Liès Hebbadj : des comptes à rendre au fisc

Bon travail journalistique de Presse-Océan ( 11 mai ) sous le titre : Voile au volant, contre enquête. Dressant " Le vrai visage de Liès Hebbadj" il souligne qu'avec au moins trois compagnes et douze enfants, il est pour le moins polygame " au sens moral" ce qui n'est pas juridiquement sanctionnable. La situation au regard des prestations sociales est sans doute sur le même plan, avec un total mensuel d'allocations "d'environ 5000 €", les allocations versées aux concubines étant retirées en liquides le lendemain du versement. L'enquête montrerait qu'il aurait été perçu de la sorte un montant " estimé à 150 000€ ", mais la procédure " pourrait s'avérer creuse".
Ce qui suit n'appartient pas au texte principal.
PR #3598, opened 2023-03-08
Deploy to Heroku with Docker

garyhtou:
TODO:

- [ ] Heroku Buildpacks aren't supported by `container` stack. These configs would need to happen inside the dockerfile
		image
- [ ] Set up multi-stage build Dockerfile
	- https://docs.docker.com/develop/develop-images/dockerfile_best-practices/
	- https://evilmartians.com/chronicles/ruby-on-whales-docker-for-ruby-rails-development


cjdenio:
This looks like an experiment now that our slug size (https://github.com/hackclub/bank/issues/3410) is reduced (https://github.com/hackclub/bank/pull/3698). Closing for now as stale!

PR #3606, opened 2023-03-08
Block viewing of HcbCodes without transactions (return 404) 

garyhtou:
they're kinda ugly
image


cjdenio:
Does this break pages for unpaid invoices?

garyhtou:
ah yes it does. reverting

PR #3607, opened 2023-03-08
Revert "Block viewing of HcbCodes without transactions (return 404) "

garyhtou:
Reverts hackclub/bank#3606


northeastprince:
What happened?

garyhtou:
HcbCodes are supposed to contain at least a CanonicalTransaction or CanonicalPendingTransaction. however, there's a quirk where there are HcbCodes without any transactions being used to display unpaid Invoices (which shouldn't be the case). 404ing would prevent people from viewing unpaid invoices

PR #3611, opened 2023-03-08
Improve new user flow

malted:
@maxwofford


malted:
Closed because tests were playing up due to main checks.
Instead opened #3750 into temp branch
#3751 was temp branch into main

PR #3621, opened 2023-03-10
Add service to accept terms for stripe cardholders

maxwofford:


garyhtou:
Are we good to close out this PR because of https://github.com/hackclub/bank/issues/3599#issuecomment-1468872546?

northeastprince:
I think so, yeah.

PR #3622, opened 2023-03-10
Import transactions from Increase

cjdenio:
tested, believe it or not


app/services/transaction_engine/hashed_transaction_service/raw_increase_transaction/import.rb
```diff
@@ -0,0 +1,47 @@
...
+              raise e
+            end
+          end
+        end
+
+        private
+
+        def primary_hash(it)
+          attrs = {
+            unique_bank_identifier: "INCREASE",
```
garyhtou: Increase `account_id` from transaction endpoint should probably be used as the `unique_bank_identifier`. you can prefix it with "INCREASE". For example `INCREASE-account_in71c4amph0vgo2qllky`

app/services/transaction_engine/canonical_transaction_service/import/simple.rb
```diff
@@ -19,7 +19,7 @@ def run
         private
 
         def hashed_transactions_ready_for_processing
-          ::HashedTransaction.where("id not in (?)", duplicate_hashed_transaction_ids + previously_processed_hashed_transaction_ids)
+          ::HashedTransaction.where.not(id: duplicate_hashed_transaction_ids + previously_processed_hashed_transaction_ids)
```
cjdenio: Context: `where("id not in (?)", [])` generates `WHERE (id NOT IN (NULL))`, which doesn't work !!!

app/services/transaction_engine/hashed_transaction_service/raw_increase_transaction/import.rb
```diff
@@ -33,7 +33,7 @@ def run
 
         def primary_hash(it)
           attrs = {
-            unique_bank_identifier: "INCREASE",
+            unique_bank_identifier: "INCREASE-#{it.increase_account_id.upcase}",
```
garyhtou: If `upcase` is not necessary, let's remove it

```suggestion
            unique_bank_identifier: "INCREASE-#{it.increase_account_id}",
```

cjdenio: It is required, there's a check somewhere that forces bank identifiers to be uppercase

garyhtou: cool, thanks!

app/services/transaction_engine/hashed_transaction_service/raw_increase_transaction/import.rb
```diff
@@ -0,0 +1,47 @@
...
+    module RawIncreaseTransaction
+      class Import
+        include ::TransactionEngine::Shared
+
+        def initialize(start_date: nil)
+          @start_date = start_date || last_1_month
+        end
+
+        def run
+          ::RawIncreaseTransaction.where("date_posted >= ?", @start_date).find_each(batch_size: 100) do |pt|
```
garyhtou: super picky (i don't mind whether you change it or not): I think you mean `rit` or `it` here

garyhtou (approved):
logic looks good to me! great work here

PR #3627, opened 2023-03-10
Increase Stripe Issuing balance to $80k

maxwofford:
We currently float $40k in our Stripe Issuing Balance at any given time as a buffer. Given the instability caused by the SVB bank run and size of our Stripe monthly spending (we're at about $30k at the time of writing) I'm doubling the buffer to $80k. This is an arbitrary higher number that is double our previous.


maxwofford:
This should only be merged once Stripe is wired up to our FRB account https://github.com/hackclub/bank/issues/3624.

garyhtou:
I'm cool with 80k. Here are some Stripe Issuing stats that might help:

- Largest monthly volume: Jan 2022 with 163.9k
- Last month's volume (Feb 2023): 123.6k
- All-time volume: $1.77M
image

maxwofford:
Ooooh! That is helpful @garyhtou – thanks for posting.

> our Stripe monthly spending (we're at about $30k at the time of writing)

I'm re-reading my earlier comment and realizing the "monthly" wording is confusing. What I meant to say is that Stripe top-ups take about 3-5 days to arrive (I believe), and we're usually waiting on ~$30k in the 3-5 rolling average to arrive on the busiest times.

PR #3637, opened 2023-03-13
Setup MRSK for (branch) deployments

northeastprince:
This is a big step towards getting off Heroku, even if it only runs in development at the moment - however, to test out branch deploys, this has to be in `main` to listen to PR comment events.


northeastprince:
.deploy noop

garyhtou:
I like what you're working on here!

I do have a very tiny concern about merging this PR since we're inching ever closer to making staging deploys undeployable. This PR adds 1 MB, which is really nothing, but we are now sitting at 499 MB lol- meaning that future PRs have 1 MB to spare before failure.

It's important to try out these new deployment options, so **I'm okay with merging this** as long as these development deployments are not publicly accessible. The reason is that in development mode, anyone who signs in is automatically granted admin permissions. It's not a super high risk, but I'd prefer that we don't have that available on the public internet. If we put some sort of authentication on top of the deployment (even basic auth), I'd be okay with that

---

Speaking of MRSK, I'd like to see us prioritize the following two deployment-related tickets:
- https://github.com/hackclub/bank/issues/3410
Staging deploys are going to be very important as we're adapting to new banks under the hood
- https://github.com/hackclub/bank/issues/3609
Having a production docker image will allow us to deploy MRSK in production, and also deploy Heroku Review apps without a slug limit (see https://github.com/hackclub/bank/issues/3410#issuecomment-1452736923).

Putting together a production dockerfile or reducing slug size is going to be a _quick_ short-term solution

northeastprince:
Yeah, I was going to add some sort of authentication, but our current branch deploys aren't behind a wall, so I thought it was fine. Nevertheless, I put the [services](https://atm1.teleport.hcb.gg) behind [Teleport](https://goteleport.com) and firewalled the direct servers.

garyhtou:
perfect! lgtm

if you'd like, we can also use the bank.engineering domain

garyhtou (approved):

northeastprince:
.deploy noop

Une chose m'étonne dans cette affaire : que font les impôts ? car l'Administration fiscale a les moyens juridiques d'enquêter sur les moyens d'existence de n'importe quel contribuable et de taxer les revenus occultes, en partant notamment des dépenses effectuées. Comment Liès Hebbadj a-t-il financé ses nombreux voyages au Pakistan, Syrie, et Afghanistan ? comment finance-t-il son train de vie qui paraît confortable ? Comment ont été financés ses fonds de commerce ? Autant de domaine où l'intéressé devrait avoir à s'expliquer devant le fisc, et être pour le moins taxé, voire sanctionné sur le plan pénal. Ce serait la réponse minimale devant un cynisme affiché.